### What is required
Write out again each line of the material below, unchanged, from the first one to the line that holds "This PR cleans".

Information provided section start

PR #978, opened 2022-02-25
FileConfig cleanups

cmnrd:
This PR cleans up FileConfig which currently seems to mix a variety of concerns. Despite some other simplifications and cleanups, it factors out functions that are purely related to file system access to a new static class FileUtils.

~Note that this branch is based on #971 and hence include it's changes. The diff should clear up once #971 is merged.~


edwardalee (approved):
I did not check this thoroughly, but on a spot check, all looked good to me.  It's a big improvement!  Except that it looks like there is a compile error with packaging Epoch...

cmnrd:
As far as I can see, this should be ready to be merged. I also added this PR to the 0.1.0 milestone. Given that there are no major concerns by reviewers, we should be able to merge this for 0.1.0.

org.lflang/src/org/lflang/generator/c/CUtil.java
```diff
@@ -554,6 +621,47 @@ static public String triggerRefNested(PortInstance port, String runtimeIndex, St
...
+     * If there is no LF_CLASSPATH environment variable, use CLASSPATH,
+     * if it is defined.
+     * The first file found will be returned.
+     *
+     * @param fileName The file name or relative path + file name
+     * in plain string format
+     * @param directory String representation of the director to search in.
+     * @return A Java file or null if not found
+     */
+    public static Path findFile(String fileName, Path directory) {
```
lhstrh, line 636: Why was this moved to `CUtil`? I don't see what's C-specific about this.

org.lflang/src/org/lflang/generator/c/CUtil.java
```diff
@@ -591,13 +699,52 @@ public static void runBuildCommand(
...
     }
 
+
+    /**
+     * Remove files in the bin directory that may have been created.
+     * Call this if a compilation occurs so that files from a previous
+     * version do not accidentally get executed.
+     * @param fileConfig
+     */
+    public static void deleteBinFiles(FileConfig fileConfig) {
```
lhstrh, line 716: This, too, doesn't look C-specific to me.

lhstrh (commented):
I think it's a sensible choice to factor out all the static methods of `FileConfig` into a separate `FileUtil` class. There are some methods that ended up in `CUtil`, however, which seem out of place there.

org.lflang/src/org/lflang/generator/c/CUtil.java
cmnrd: Also this function is only used by the C-generator. Honestly, I don't quite understand what it does, but it seems to make various assumptions as to where files are placed and how they are named. Hence, I figure it will not be easily applicable to other targets. I also don't quite understand why it is needed since we have methods for cleaning up the entire bin dir.

lhstrh: So the function is "quarantined" here with the eventual goal of eliminating it?

cmnrd:
My goal is to make FileConfig and FileUtil classes focus on one specific task each. FileConfig provides details about where certain files should be located and is meant to configure the generators. FileUtil provides generic static methods for file system access (including access to files and directories in jars or bundles). By generic FS access I mean operations like writing a file, deleting a file/directory or copying a file/directory.

The two methods in CUtil don't fit the scope of either of those classes. They are not configuration related, and they don't provide generic filesystem access. Instead, they implement very specific algorithms. These algorithms are intervened with the code generation process (delete bin in fact analysis the resource contents and deletes files where it assumes the generator has placed them, findFile makes assumptions as to where the source files for the compilation are located). Therefore, I argue that the methods should be placed in `GeneratorUtils` or a similar class. However, since they are only used in C and I currently don't see that they would be useful for other targets I placed them in `CUtil`. I might be wrong though and if people feel `GeneratorUtils` would be the better place, I am happy to move it over there.

org.lflang/src/org/lflang/generator/c/CUtil.java
cmnrd: Also see my comment in the main thread. I don't know the C Generator well enough to understand what this method does, why it is needed, and whether it can be eliminated. I only know that the other generators don't use it ;)

lhstrh:
> My goal is to make FileConfig and FileUtil classes focus on one specific task each. FileConfig provides details about where certain files should be located and is meant to configure the generators. FileUtil provides generic static methods for file system access (including access to files and directories in jars or bundles). By generic FS access I mean operations like writing a file, deleting a file/directory or copying a file/directory.

Yes, I'm fully on board with this.
 
> The two methods in CUtil don't fit the scope of either of those classes. They are not configuration related, and they don't provide generic filesystem access. Instead, they implement very specific algorithms. These algorithms are intervened with the code generation process (delete bin in fact analysis the resource contents and deletes files where it assumes the generator has placed them, findFile makes assumptions as to where the source files for the compilation are located). Therefore, I argue that the methods should be placed in `GeneratorUtils` or a similar class. However, since they are only used in C and I currently don't see that they would be useful for other targets I placed them in `CUtil`. I might be wrong though and if people feel `GeneratorUtils` would be the better place, I am happy to move it over there.

I understand. We can leave them in `CUtil` for now. I believe that the `findFile` method implements the policy all code generators should use for locating files that are either imported or listed in the `files` target property. If they don't, we should bring all targets in alignment, and if they do we have a case of code duplication. We might create an issue for this and move on?

lhstrh (approved):

org.lflang/src/org/lflang/generator/c/CUtil.java
edwardalee: This method implements a simple functionality that all targets should implement: If a code generation or compilation fails for a program Foo.lf, then there should be no binary file bin/Foo.  If there is, it is a bug. If the other targets don't implement this, then it is a bug.

PR #982, opened 2022-02-25
Carla intersection refactoring

housengw:
Refactored the intersection example to allow for more effective comparison between the implementation in LF and ROS.

Both implementations now uses the same underlying vehicle, rsu and carla simulator logic.


Soroosh129 (approved):
This refactoring greatly improves our ability to do a proper A/B testing. The changes look great!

Information provided section end

### Your solution
PR #978, opened 2022-02-25
FileConfig cleanups

cmnrd:
This PR cleans up FileConfig which currently seems to mix a variety of concerns. Despite some other simplifications and cleanups, it factors out functions that are purely related to file system access to a new static class FileUtils.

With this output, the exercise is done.